Would you reproduce the listing exactly, leaving nothing out?

▸ Material provided:
+===+
PR #2409, opened 2025-04-07
[enhancement] add ```__version__``` attribute to ```onedal``` and ```sklearnex```

icfaust:
## Description

A setup.py install sets a version in pip but does not include that information in the ```__version__``` attribute of the various packages. This adds a small script in the run step which accesses the copied source files in the build directory and modifies the hardcoded default version.  The default version is "2199.9.9" which matches oneDAL convention. If no intermediate build directory exists, this step will be skipped (possible in ```setup.py develop```).

---

**Testing**

**Performance**

### DIFF
--- a/setup.py
+++ b/setup.py
@@ -422,6 +422,16 @@ class onedal_build:
         self.onedal_run()
         super(onedal_build, self).run()
         self.onedal_post_build()
+        if hasattr(self, "build_lib"):
+            # swap out __version__ before install
+            for p in ["onedal", "sklearnex"]:
+                loc = os.sep.join((self.build_lib, p, "__init__.py"))
+                if os.path.isfile(loc):
+                    with open(loc, "r+") as f:
+                        data = f.read().replace("2199.9.9", sklearnex_version)
+                        f.seek(0)
+                        f.write(data)
+                        f.truncate()
 
     def onedal_run(self):
         n_threads = self.parallel
--- a/onedal/__init__.py
+++ b/onedal/__init__.py
@@ -121,3 +121,6 @@ if _spmd_backend is not None:
         ]
     if daal_check_version((2023, "P", 200)):
         __all__ += ["spmd.cluster"]
+
+__version__ = "2199.9.9"
+
--- a/sklearnex/__init__.py
+++ b/sklearnex/__init__.py
@@ -52,6 +52,7 @@ __all__ = [
     "unpatch_sklearn",
     "utils",
 ]
+__version__ = "2199.9.9"
 onedal_iface_flag = os.environ.get("OFF_ONEDAL_IFACE", "0")
 if onedal_iface_flag == "0":
     from onedal import _spmd_backend


david-cortes-intel:
@icfaust I think this change would result in problems once one tries to build the extension locally, as it will overwrite files. How about adding these as new files that would get overwritten entirely, and then adding them to .gitignore?

icfaust:
> @icfaust I think this change would result in problems once one tries to build the extension locally, as it will overwrite files. How about adding these as new files that would get overwritten entirely, and then adding them to .gitignore?

It will change the value in the build directory, not in the repo.

icfaust:
> Also, there's `importlib.metadata.version` which perhaps could be an alternative, but that doesn't work when building the extensions locally.

True, you can see the discuss about that here. It comes at the cost of increasing load times. https://discuss.python.org/t/please-make-package-version-go-away/58501

david-cortes-intel:
> > @icfaust I think this change would result in problems once one tries to build the extension locally, as it will overwrite files. How about adding these as new files that would get overwritten entirely, and then adding them to .gitignore?
> 
> It will change the value in the build directory, not in the repo, changes caused by a develop build are unchanged because of the initial if statement (can look at the setuptools class defintion for more details).

... unless you run some command like `setup.py build` or `setup.py build_ext`, in which case it will modify them in the repository.

icfaust:
> > > @icfaust I think this change would result in problems once one tries to build the extension locally, as it will overwrite files. How about adding these as new files that would get overwritten entirely, and then adding them to .gitignore?
> > 
> > 
> > It will change the value in the build directory, not in the repo, changes caused by a develop build are unchanged because of the initial if statement (can look at the setuptools class defintion for more details).
> 
> ... unless you run some command like `setup.py build` or `setup.py build_ext`, in which case it will modify them in the repository.

https://github.com/pypa/distutils/blob/main/distutils/command/build.py#L100

david-cortes-intel:
Thanks, can confirm that `build` and `build_ext` did not overwrite things in the repository.

david-cortes-intel (approved):

setup.py
```diff
@@ -422,6 +422,16 @@ def run(self):
         self.onedal_run()
         super(onedal_build, self).run()
         self.onedal_post_build()
+        if hasattr(self, "build_lib"):
+            # swap out __version__ before install
+            for p in ["onedal", "sklearnex"]:
+                loc = os.sep.join((self.build_lib, p, "__init__.py"))
+                if os.path.isfile(loc):
+                    with open(loc, "r+") as f:
+                        data = f.read().replace("2199.9.9", sklearnex_version)
```
Alexsandruss, line 431: Does it assign `%Y%m%d.%H%M%S` to `__version__` for local non-release build?
If so, then it might be better to use something like `%Y.%m.%d+%commit_hash` as `__version__` and package version, for example: `2024.5.3+a1b2c3d`.

icfaust: Will be handled in #2413 in order to limit scope creep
+===+
▸ Result of this task:
PR #2409, opened 2025-04-07
[enhancement] add ```__version__``` attribute to ```onedal``` and ```sklearnex```

icfaust:
## Description

A setup.py install sets a version in pip but does not include that information in the ```__version__``` attribute of the various packages. This adds a small script in the run step which accesses the copied source files in the build directory and modifies the hardcoded default version.  The default version is "2199.9.9" which matches oneDAL convention. If no intermediate build directory exists, this step will be skipped (possible in ```setup.py develop```).

---

**Testing**

**Performance**

### DIFF
--- a/setup.py
+++ b/setup.py
@@ -422,6 +422,16 @@ class onedal_build:
         self.onedal_run()
         super(onedal_build, self).run()
         self.onedal_post_build()
+        if hasattr(self, "build_lib"):
+            # swap out __version__ before install
+            for p in ["onedal", "sklearnex"]:
+                loc = os.sep.join((self.build_lib, p, "__init__.py"))
+                if os.path.isfile(loc):
+                    with open(loc, "r+") as f:
+                        data = f.read().replace("2199.9.9", sklearnex_version)
+                        f.seek(0)
+                        f.write(data)
+                        f.truncate()
 
     def onedal_run(self):
         n_threads = self.parallel
--- a/onedal/__init__.py
+++ b/onedal/__init__.py
@@ -121,3 +121,6 @@ if _spmd_backend is not None:
         ]
     if daal_check_version((2023, "P", 200)):
         __all__ += ["spmd.cluster"]
+
+__version__ = "2199.9.9"
+
--- a/sklearnex/__init__.py
+++ b/sklearnex/__init__.py
@@ -52,6 +52,7 @@ __all__ = [
     "unpatch_sklearn",
     "utils",
 ]
+__version__ = "2199.9.9"
 onedal_iface_flag = os.environ.get("OFF_ONEDAL_IFACE", "0")
 if onedal_iface_flag == "0":
     from onedal import _spmd_backend


david-cortes-intel:
@icfaust I think this change would result in problems once one tries to build the extension locally, as it will overwrite files. How about adding these as new files that would get overwritten entirely, and then adding them to .gitignore?

icfaust:
> @icfaust I think this change would result in problems once one tries to build the extension locally, as it will overwrite files. How about adding these as new files that would get overwritten entirely, and then adding them to .gitignore?

It will change the value in the build directory, not in the repo.

icfaust:
> Also, there's `importlib.metadata.version` which perhaps could be an alternative, but that doesn't work when building the extensions locally.

True, you can see the discuss about that here. It comes at the cost of increasing load times. https://discuss.python.org/t/please-make-package-version-go-away/58501

david-cortes-intel:
> > @icfaust I think this change would result in problems once one tries to build the extension locally, as it will overwrite files. How about adding these as new files that would get overwritten entirely, and then adding them to .gitignore?
> 
> It will change the value in the build directory, not in the repo, changes caused by a develop build are unchanged because of the initial if statement (can look at the setuptools class defintion for more details).

... unless you run some command like `setup.py build` or `setup.py build_ext`, in which case it will modify them in the repository.

icfaust:
> > > @icfaust I think this change would result in problems once one tries to build the extension locally, as it will overwrite files. How about adding these as new files that would get overwritten entirely, and then adding them to .gitignore?
> > 
> > 
> > It will change the value in the build directory, not in the repo, changes caused by a develop build are unchanged because of the initial if statement (can look at the setuptools class defintion for more details).
> 
> ... unless you run some command like `setup.py build` or `setup.py build_ext`, in which case it will modify them in the repository.

https://github.com/pypa/distutils/blob/main/distutils/command/build.py#L100

david-cortes-intel:
Thanks, can confirm that `build` and `build_ext` did not overwrite things in the repository.

david-cortes-intel (approved):

setup.py
```diff
@@ -422,6 +422,16 @@ def run(self):
         self.onedal_run()
         super(onedal_build, self).run()
         self.onedal_post_build()
+        if hasattr(self, "build_lib"):
+            # swap out __version__ before install
+            for p in ["onedal", "sklearnex"]:
+                loc = os.sep.join((self.build_lib, p, "__init__.py"))
+                if os.path.isfile(loc):
+                    with open(loc, "r+") as f:
+                        data = f.read().replace("2199.9.9", sklearnex_version)
```
Alexsandruss, line 431: Does it assign `%Y%m%d.%H%M%S` to `__version__` for local non-release build?
If so, then it might be better to use something like `%Y.%m.%d+%commit_hash` as `__version__` and package version, for example: `2024.5.3+a1b2c3d`.

icfaust: Will be handled in #2413 in order to limit scope creep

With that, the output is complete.